Today the sun is directly overhead shinning so brightly it’s almost unbearable.
When the sun is not shining, I know it’s still there. Just as I know God loves me even when I might not be feeling it.
Gods love was not on my mind a year ago. I was so trapped, not knowing which way to turn. Those that should have been helping me where not: I was left in an impossible situation.
Twelve months today I was reading “ From fear to love by Bryan Post” a love based approach to helping parent children that have been adopted or in care.
“There is no fear in love. But perfect love drives out fear.” 1 John 4:18
I wanted to find out more; just reading the bible passage as part of Bryan’s book that night did not seem enough.
I wanted to read it from the bible. Their was a strong need to want to try understand what was being said and why.
Reading a Bible verse more than once was something that I would not normally do.
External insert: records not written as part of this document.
PR #36, opened 2017-04-17
Add initial test against the Galaxy Docker image

bgruening:
This add simple tests to all tools. Things can be improved, but we should have a nice start here.
Also I fixed the python3 combat here, which was not really working before.

I was hitting one strange Travis bug and need to add a workaround.
New version would be great! :)


jmchilton:
Magnificent - I'll do a new release right away.

bgruening:
@jmchilton thanks John this was quick.
This will now enable every trainer very easy production of training flavors. One example here https://github.com/bgruening/galaxy-rna-workbench/blob/master/Dockerfile, tours, workflows and test data integrated.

I read 1 John 4:18 over and over again that evening. Stopping to spend time researching the verse on the internet. Desperately trying to understand why love and fear cannot co exist.
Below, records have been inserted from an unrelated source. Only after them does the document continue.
PR #37, opened 2017-04-29
Add sleep script

erasche:
Lots of the flavour images do a `startup_lite && sleep 30 && ...` in order to do things on a live database. This number can be quite variable. 30s was fine for me, but wasn't for a colleague who had to increase it.

This script can be used in place of `sleep 30` and will sleep until `/api/version` is available. This *should* be much more reliable.

A timeout option is provided to prevent abusing build resources if something else is at fault (e.g. a missing package allowed startup_lite to succeed initially but fail silently later).

### DIFF
--- a/ephemeris/sleep.py
+++ b/ephemeris/sleep.py
@@ -1,0 +1,53 @@
+#!/usr/bin/env python
+import requests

Learning that some of us can be so afraid of love we push it away. I understood that if you feel Gods love you cannot be afraid . God will look after you.
Within hours I suddenly found myself home alone and very scared.
Someone else’s fear had shattered my life and those that I love where also destroyed.
God is so amazing giving me that one verse to hold onto. Curled up on the sofa: crying, rocking and shaking I was not angry only scared. I understood why it had happened.
Through my tears and uncontrollable shacking somehow I understood God was with me.